[SOURCE MATERIAL]
┌────────

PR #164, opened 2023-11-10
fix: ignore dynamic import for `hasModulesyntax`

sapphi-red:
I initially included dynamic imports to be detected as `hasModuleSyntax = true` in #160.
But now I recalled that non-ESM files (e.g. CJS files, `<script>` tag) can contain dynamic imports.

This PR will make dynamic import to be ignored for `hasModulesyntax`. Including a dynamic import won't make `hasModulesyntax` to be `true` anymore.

└────────
┌────────

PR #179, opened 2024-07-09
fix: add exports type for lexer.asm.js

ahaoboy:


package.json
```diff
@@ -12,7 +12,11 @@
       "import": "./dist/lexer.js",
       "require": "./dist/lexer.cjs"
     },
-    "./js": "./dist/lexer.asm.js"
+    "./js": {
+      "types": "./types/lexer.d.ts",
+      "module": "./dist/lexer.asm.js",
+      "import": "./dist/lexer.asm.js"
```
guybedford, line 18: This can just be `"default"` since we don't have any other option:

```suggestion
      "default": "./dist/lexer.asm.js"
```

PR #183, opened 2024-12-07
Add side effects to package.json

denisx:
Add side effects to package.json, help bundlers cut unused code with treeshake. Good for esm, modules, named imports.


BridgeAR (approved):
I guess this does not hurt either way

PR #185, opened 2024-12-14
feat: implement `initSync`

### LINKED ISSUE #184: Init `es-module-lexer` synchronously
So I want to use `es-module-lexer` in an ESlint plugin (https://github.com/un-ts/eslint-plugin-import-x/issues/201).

└────────

[WORK TO BE COMPLETED]
Would you please copy exactly the part of the entries above that begins at the line containing "PR #164, opened 2023-11-10" and ends at the line containing "But now I recalled", both lines included?

[WORKED SOLUTION]
PR #164, opened 2023-11-10
fix: ignore dynamic import for `hasModulesyntax`

sapphi-red:
I initially included dynamic imports to be detected as `hasModuleSyntax = true` in #160.
But now I recalled that non-ESM files (e.g. CJS files, `<script>` tag) can contain dynamic imports.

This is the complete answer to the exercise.